Similar to Herma, the piano part is exceptionally difficult, often spanning the entire range of the keyboard with huge, quick leaps, and employing a wide range of dynamics. Yuji Takahashi, reflecting on these challenges, noted: "The 'rhythm' in... Eonta is stochastic: that is, the notation is only an approximation," and stressed the importance of the performer's ability to control "the sonority of each cloud that changes its colouring incessantly... a sort of generalized harmony (or the harmony in the ancient sense)." He concluded: "A performer is an adventurer who explores sonic nebulae following the star map provided by the composer. A composition is a model which is used again and again to open the door of perception. It will be modified, if necessary, and discarded when it is no longer valid."

==Reception==
In a 1969 review, Bruce Archibald wrote:

The music of Iannis Xenakis is a stirring experience. It taps a terrible-wonderful elemental power that accelerates the pulse and fires the emotions. The very least it can do is convince a much too widespread public that music whose origins claim intellectualization is in no way less emotional, but may well be more so - heart and brain combined multiply their resources rather than cancelling them out... Those who would be turned off by the fact that Xenakis uses an IBM 7090 computer for certain aspects of this composition should listen intently to Eonta and check their pulses.

He concluded:

if all this makes you think 'cerebral' and 'cerebral' makes you think 'cold,' first listen to the music.
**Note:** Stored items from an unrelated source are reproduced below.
PR #481, opened 2024-09-02
generate-france: Use stable urls

jbruechert:


kalon33:
It seems to be working, only 4 errors in the test run (missing agency.txt, all from the same feed producer)

kalon33:
> Unfortunately these feeds are fairly important, but return something like
> 
> ```
> donnees;format;download
> Horaires des trains Transilien NeTEx;NeTEx;https://eu.ftp.opendatasoft.com/sncf/gtfs/transilien-netexfr.zip
> Horaires des trains Transilien GTFS;GTFS;https://eu.ftp.opendatasoft.com/sncf/gtfs/transilien-gtfs.zip
> ```
> 
> Maybe the logic for picking the right resource needs some improvement.
> 
> **EDIT** we are already picking the right resource, but "url" and "original_url" don't return the same.

Yep indeed, SNCF feeds are relevant for most trains in France...

I still don't see some data in transitous (Cap Cotentin related data notably) do you know why?

laem:
Hi, feel free to read this very similar (deno) script https://github.com/laem/gtfs/blob/master/buildConfig.ts

I had the same problem with some URLs returning index files instead of GTFS files...

This comment : https://github.com/laem/gtfs/blob/master/buildConfig.ts#L157

jbruechert:
Thanks, it would be best if it was resolved upstream. Until then, regenerating the file often enough helps partially.

jbruechert:
> Is this `Horaires des trains Transilien` the only problematic resource?

No, I think this happened for every resource with multiple files.

It might be worth talking to the developers of the open data portal if you have the energy / time to do it.
Handling of multiple files per resource is problematic in different ways (no automated way to match gtfs-rt to gtfs). Maybe they could be stricter about what they allow to be a single resource.

PR #493, opened 2024-09-06
Disable Istanbul feeds, add Kocaeli feed

yasinkaraaslan:
The istanbul-iett feed is broken, disabled all the Istanbul feeds for now for now. 

A Kocaeli feed has been added.


feeds/tr.json
```diff
@@ -31,18 +31,26 @@
...
+            "fix": true,
+            "skip": true
         },
         {
             "name": "istanbul-iett",
             "type": "http",
             "url": "https://dl.dropboxusercontent.com/scl/fi/t57vx1ivwq02x0xy51tum/istanbul-iett.zip?rlkey=qb0ien7ba5s2okt3or2lzc2nn",
-            "drop-too-fast-trips": false
+            "drop-too-fast-trips": false,
+            "skip": true
```
jbruechert:
```suggestion
            "skip": true,
            "skip-reason": "Most trips are not usable, causes routing to return nonsensical results."
```

PR #495, opened 2024-09-11
Update to MOTIS v0.12.13.

kalon33:
It has duplicate merging parameters that should (to my understanding) fix real time use when GTFS feeds overlaps.
   
We could add use to the configuration once this PR would be merged.


felixguendling:
before: `match_duplicates` matches duplicates from different GTFS sources (but not within the same)

https://github.com/public-transport/transitous/blob/66ebf9d73991ea5f868d1c0b6ecf1f47f2d4760a/motis/config.ini.j2#L36


now:

- `merge_dupes_intra_src` = deduplicate within the same GTFS source (not possible before)
- `merge_dupes_inter_src` = same as `match_duplicates` (deduplicate trips from different GTFS sources)

Additionally, we have Open Telemetry (OTEL) support ([MOTIS issue 541](https://github.com/motis-project/motis/pull/541)) and have a metrics endpoint for Prometheus, so it's possible now to create Grafana dashboards to monitor matching quality of real-time feeds to GTFS static sources, plot query runtimes, etc.

Be aware that if you use OTEL, routing queries will be logged (which enables us to identify problematic queries, but might not be what you want regarding privacy).

kalon33:
> before: `match_duplicates` matches duplicates from different GTFS sources (but not within the same)
> 
> https://github.com/public-transport/transitous/blob/66ebf9d73991ea5f868d1c0b6ecf1f47f2d4760a/motis/config.ini.j2#L36
> 
> now:
> 
>     * `merge_dupes_intra_src` = deduplicate within the same GTFS source (not possible before)
> 
>     * `merge_dupes_inter_src` = same as `match_duplicates` (deduplicate trips from different GTFS sources)
> 
> 
> Additionally, we have Open Telemetry (OTEL) support ([MOTIS issue 541](https://github.com/motis-project/motis/pull/541)) and have a metrics endpoint for Prometheus, so it's possible now to create Grafana dashboards to monitor matching quality of real-time feeds to GTFS static sources, plot query runtimes, etc.
> 
> Be aware that if you use OTEL, routing queries will be logged (which enables us to identify problematic queries, but might not be what you want regarding privacy).
> 
> _Edit_: To really make use of `merge_dupes_intra_src` you would probably need to turn of fixing feeds with `gtfs-tidy`. This makes sense especially for GTFS static feeds that also have one or more real-time feeds. With `gtfs-tidy` trips are removed completely while MOTIS will only deactivate one trip and point its `trip_id` to the remaining trip. With `gtfs-tidy` you never know if the trip that will get real-time updates will be removed.

Thanks for the details @felixguendling .

felixguendling:
If MOTIS doesn't handle something like missing files or other stuff (which was handled by `gtfs-tidy`, we can also make it more robust. For example the case of missing agencies is already handled (it creates an "UNKNOWN" agency) - so we could make the agency file optional (as an example).

kalon33:
Activating `merge_dupes_inter_src` would be nice as we have multiple feeds that are overlapping in the ones we use, and that sometimes prevent GTFS-RT data to be properly used.

felixguendling:
It doesn't seem to be activated in the configuration file:

https://github.com/public-transport/transitous/blob/5eff476e5ffd70b15cdbcd89da228559ac13d364/motis/config.ini.j2#L33-L42

The default is that it's turned off:
https://github.com/motis-project/motis/blob/0ba35bedb7f33db4bf250bdc417af94f99cc19f2/modules/nigiri/include/motis/nigiri/nigiri.h#L35-L36

felixguendling:
I made the change here: #507

I haven't had time to deploy it to our test instance on europe.motis-project.de - so if you don't want any surprises I can give you green light after I tested it. If you're adventurous, you can just merge it and see what happens. I hope it should be fine.

PR #518, opened 2024-09-19
Initial feeds for Pennsylvania

mlundblad:
Add SEPTA (Southeastern Pennsylvania Transportation Agency) for Philadelphia area.

### DIFF
--- a/feeds/us-pa.json
+++ b/feeds/us-pa.json
@@ -1,0 +1,30 @@
+{
+  "maintainers": [
+    {
+      "name": "Marcus Lundblad",
+      "github": "mlundblad"
+    }
+  ],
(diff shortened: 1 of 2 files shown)


mlundblad:
Reported an issue in GTFS-Issues repo: https://github.com/mfdz/GTFS-Issues/issues/154

It seems the download links use a form like gtfs_file.zip#<sub file> leading to the download of the "main" file (contain two archives). Maybe the intent is that the client should interpret #<sub file> as "extract <sub file> from ZIP and use that"

mlundblad:
Yeah, maybe I'll look into it. I guess it could be tacked on here, as this would already be a good test bed for it.

PR #524, opened 2024-09-24
Include rt sources in credits list

traines-source:
I think we should also include the sources/licenses of the (GTFS-)RT feeds, since occasionally the license differs from the static feed (e.g. for Germany).

Surely one could come up with something more sophisticated that only displays this information if it is different from the static feed; I opted to just add a sentence below the `Original file` and `Processed file` buttons of the respective static feed. But I'm open for suggestions :)

(Also, this lead to some refactoring, which is why the diff is so large...)

### DIFF
--- a/src/generate-attribution.py
+++ b/src/generate-attribution.py
@@ -23,15 +23,31 @@ if __name__ == "__main__":
 
     transitland_atlas = transitland.Atlas.load(Path("transitland-atlas/"))
 
-    attributions = []
+    attributions = {}
 
     for feed in sorted(feed_dir.glob("*.json")):
         parsed = {}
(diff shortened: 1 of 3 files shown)


jbruechert:
Thanks, makes sense!

Please commit the updated license.json file in the website subdirectory so the website can be built locally without actually downloading all the feeds.
On the ci the file will be overwritten with current data.

traines-source:
Ahem I don't want to download all the feeds either :) But I added some example RT references to the existing `license.json`, which is backwards compatible anyways.

(For testing without having the feeds, I commented out lines 88 to 97 from `generate-attribution.py`).

PR #536, opened 2024-09-30
Izmir eshot fix

yasinkaraaslan:
There was a problem with fetching this feed so I uploaded it to dropbox.


jbruechert:
The issue was probably temporary. Mirroring it manually is a lot more work long term, I'd just wait if it works again on the next run

mlundblad:
Oops, I just merged it…
Yeah, maybe we could revert it, and wait and see if the issue persists?

jbruechert:
Yeah, would prefer to revert it for now.

PR #1438, opened 2025-08-12
Update au.json

g1nger-bred:
added all modes of Melbourne-based transit and renamed previous edit to reflect true source of data

### DIFF
--- a/feeds/au.json
+++ b/feeds/au.json
@@ -161,9 +161,42 @@
             "fix": true
         },
         {
-            "name": "Public-Transit-Victoria-(PTV)",
+            "name": "V-Line",
             "type": "transitland-atlas",
             "transitland-atlas-id": "f-r1-ptv"
+        },
+        {
+            "name": "PTV-Metro",
+            "type": "transitland-atlas",
+            "transitland-atlas-id": "f-r1r-ptv"
+        },
+        {
+            "name": "PTV-Metro-rt",
+            "spec": "gtfs-rt",
+            "type": "http",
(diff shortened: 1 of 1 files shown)


feeds/au.json
```diff
@@ -161,9 +161,42 @@
...
+        {
+            "name": "PTV-Metro",
+            "type": "transitland-atlas",
+            "transitland-atlas-id": "f-r1r-ptv"
+        },
+        {
+            "name": "PTV-Metro-rt",
+            "spec": "gtfs-rt",
+            "type": "http",
+            "url": "https://api.opendata.transport.vic.gov/opendata/public-transport/gtfs/realtime/v1/metro"
```
jbruechert: This domain doesn't resolve for me unfortunately

applecuckoo: @g1nger-bred @jbruechert it's missing the `.au` at the end, the full domain should be `api.opendata.transport.vic.gov.au`

mlundblad: I tried downloading from the URLs now that it's updated with .au.

I'm getting a response, but it's a SOAP fault. Is this expected? (I guess it should be a POST call with some params to get realtime data.

@jbruechert do you think this is mergable now?

applecuckoo: I had a look into this and it looks like the individual endpoints (`/trip-updates`, `/vehicle-positions`, and `/service-alerts` for trams and trains, and just `/trip-updates` for buses) need to be added as the single link isn't a valid endpoint. You also need to get an API key from [here](https://opendata.transport.vic.gov.au/) and supply it using the `KeyID` header.

jbruechert:
Looks like this has been done in a different way in the meantime.
Thanks for your efforts nevertheless!

PR #1440, opened 2025-08-13
Fi:HSL switch to trip updates

hoermalmeister:


jbruechert:
Why only one of the two?

hoermalmeister:
Can we have two rt sources for one static?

Reviewing a live performance of Eonta for the New York Arts web site, Gabriel Kellett stated that the movement of the brass players "presented a compelling argument for the cause of live music as being able to produce not only a stereoscopic effect very difficult for even the best home sound system to emulate, but an element of visual drama that in this case seemed somehow indivisible from the purely aural content of the piece. The music was as much the movement as the notes."

Writing for The Guardian, Ivan Hewett commented:

The passion in a work such as Eonta is not altogether human - it has the impersonal quality of a natural force, untrammelled by conventions of language or style. Such magnificently innocent music is bound to be out of place in our oblique, knowing age, so obsessed with its past, so fastidiously ironic, so concerned, in its art, to layer ambiguity upon ambiguity. That Xenakis could have denied this pervasive cultural trend for 40 years is an amazing feat. Perhaps only someone who had no need of the western tradition, someone whose roots lay elsewhere, could have done it.